- What needs to be done:
Copy each line of the data that has "script" in it.

◇ ◇ ◇ ◇ ◇ ◇ ◇

PR #1268, opened 2026-05-11
Fix Tweaks Picker and Pods on unannotated HTML

PerishCode:
Fixes #903

## Summary
- Keep Tweaks Picker usable on plain generated HTML by falling back to a stable DOM selector when no `data-od-id` / `data-screen-label` target is available.
- Let Pods enumerate fallback DOM targets only when the page has no explicit annotation targets, preserving the narrower intended hit-test set for annotated artifacts.
- Keep Inspect mode strict so CSS override persistence still only targets explicitly annotated elements.
- Add bridge regression coverage for Inspect no-fallback, Picker fallback selection, and Pods fallback target broadcasts.

## Validation
- `pnpm --filter @open-design/web test -- srcdoc-bridge-empty-targets srcdoc file-viewer-render-mode FileViewer.inspect-empty-hint`
- `pnpm guard`
- `pnpm typecheck`
- `git diff --check`
- Manual desktop comparison with `tools-dev start desktop` namespaces `issue903-buggy` on `main` and `issue903-good` on this branch using the same unannotated `issue-903-plain.html` fixture.

### DIFF
--- a/apps/web/src/runtime/srcdoc.ts
+++ b/apps/web/src/runtime/srcdoc.ts
@@ -448,9 +448,54 @@ function injectSelectionBridge(
       };
     } catch (_) { return null; }
   }
-  function targetFrom(el){
+  function annotatedSelectorFor(el){
     var id = el.getAttribute('data-od-id') || el.getAttribute('data-screen-label');
     if (!id) return null;
+    return el.hasAttribute('data-od-id') ? '[data-od-id="' + esc(id) + '"]' : '[data-screen-label="' + esc(id) + '"]';
+  }
+  function domSelectorFor(el){
+    if (!el || !el.tagName || el === document.documentElement || el === document.body) return null;
+    var parts = [];
+    var node = el;
+    while (node && node !== document.documentElement && node !== document.body) {
+      var tag = node.tagName ? node.tagName.toLowerCase() : '';
+      if (!tag || /^(script|style|template|meta|link|title|noscript)$/.test(tag)) return null;
+      var parent = node.parentElement;
+      if (!parent) return null;
+      var index = 1;
+      var sibling = node.previousElementSibling;
+      while (sibling) {
+        if (sibling.tagName && sibling.tagName.toLowerCase() === tag) index++;
+        sibling = sibling.previousElementSibling;
+      }
+      parts.unshift(tag + ':nth-of-type(' + index + ')');
+      node = parent;
+    }
+    if (!parts.length) return null;
+    return 'body > ' + parts.join(' > ');
+  }
+  function visibleTarget(el){
+    if (!el || !el.getBoundingClientRect) return false;
+    if (el === document.documentElement || el === document.body) return false;
+    if (/^(script|style|template|meta|link|title|noscript)$/.test(el.tagName ? el.tagName.toLowerCase() : '')) return false;
+    try {
+      var rect = el.getBoundingClientRect();
+      if (rect.width < 1 || rect.height < 1) return false;
+      var cs = window.getComputedStyle(el);
+      if (cs.display === 'none' || cs.visibility === 'hidden' || cs.pointerEvents === 'none') return false;
+    } catch (_) {
+      return false;
+    }
+    return true;
+  }
+  function targetFrom(el, allowDomFallback){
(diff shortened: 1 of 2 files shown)


apps/web/src/runtime/srcdoc.ts
```diff
@@ -501,16 +554,14 @@ function injectSelectionBridge(
   }
   function closestTarget(event){
     var el = event.target;
+    var fallback = null;
+    var allowDomFallback = commentEnabled && mode === 'picker' && !inspectEnabled;
     while (el && el !== document.documentElement) {
       if (el.getAttribute && (el.hasAttribute('data-od-id') || el.hasAttribute('data-screen-label'))) return el;
```
mrcfps, line 563: Problem: `closestTarget()` now enables DOM fallback for any picker-mode click, even when the page already has explicit `[data-od-id]` / `[data-screen-label]` targets elsewhere.

Why it matters: `allTargets()` only emits DOM fallback targets when `annotatedNodes.length === 0`, so on a mixed page this can select a `dom:` target that disappears on the next `od:comment-targets` refresh. That makes the picker/composer state unstable and breaks the narrower annotated-target contract this PR summary calls out.

Evidence: `allowDomFallback` here is derived only from `commentEnabled && mode === "picker" && !inspectEnabled`, and `return fallback` never checks whether the document already contains annotated nodes.

Suggested change: gate `closestTarget()` behind the same `annotatedNodes.length === 0` predicate used in `allTargets()` (or compute it once and pass it through to both call sites), then add a mixed annotated/unannotated regression test in `apps/web/tests/runtime/srcdoc-bridge-empty-targets.test.ts` so picker fallback stays limited to fully unannotated pages.

mrcfps (commented):
@PerishCode Thanks for pushing the unannotated-HTML picker fallback — I reviewed the bridge and the new regression coverage, and found one follow-up in the mixed annotated/unannotated picker path.


apps/web/src/runtime/srcdoc.ts
```diff
@@ -501,16 +554,14 @@ function injectSelectionBridge(
...
+      if (!fallback && allowDomFallback && visibleTarget(el)) fallback = el;
```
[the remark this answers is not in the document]
PerishCode: Fixed in `94e371fd`: `closestTarget()` now uses the same page-level no-annotations predicate as `allTargets()` via `canUseDomFallback()`, so mixed annotated/unannotated pages no longer create transient `dom:` picker targets. Added a mixed-page regression test covering the unannotated click path.

apps/web/src/runtime/srcdoc.ts
PerishCode: Fixed in `94e371fd`: Picker DOM fallback is now gated by the same whole-page no-annotation check used by the target broadcast, and the new mixed annotated/unannotated regression test pins that behavior.

mrcfps (approved):
@PerishCode I re-checked the latest head and verified the bridge now keeps picker DOM fallback limited to fully unannotated pages, still broadcasts fallback targets for pod hit-testing on those pages, and keeps Inspect mode constrained to explicitly annotated elements. The added regression coverage also locks the mixed annotated/unannotated path that previously drifted. Thanks for tightening this up and adding the follow-up tests.


lefarcen (commented):
The fix is solid and addresses mrcfps's mixed-page concern correctly. Two non-blocking items for future hardening:

**P2** — `domSelectorFor()` edge case: the selector builder assumes `node.parentElement` is always non-null after the first iteration, but if an element is somehow disconnected (unlikely in normal DOM but possible in test mocks or fragments), the loop could produce partial selectors or skip the null-parent check. Add explicit `if (!parent) return null;` inside the while loop for defensive programming.

**P3** — Performance on large unannotated pages: when fallback is active, `allTargets()` switches to `querySelectorAll('body *')` (line 518), which selects every element under body. On HTML with thousands of elements, iterating them all + calling `getBoundingClientRect()` for each (via `visibleTarget()`) could make Pods/Picker UI unresponsive. Consider limiting fallback to a reasonable count (e.g., first 200 visible elements) or adding a budget guard.

Neither blocks this PR — the current implementation handles typical artifact sizes fine and mrcfps's core concern is resolved. LGTM for internal merge; these are good follow-up hardening items.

◇ ◇ ◇ ◇ ◇ ◇ ◇

- Result for this task:
+      if (!tag || /^(script|style|template|meta|link|title|noscript)$/.test(tag)) return null;
+    if (/^(script|style|template|meta|link|title|noscript)$/.test(el.tagName ? el.tagName.toLowerCase() : '')) return false;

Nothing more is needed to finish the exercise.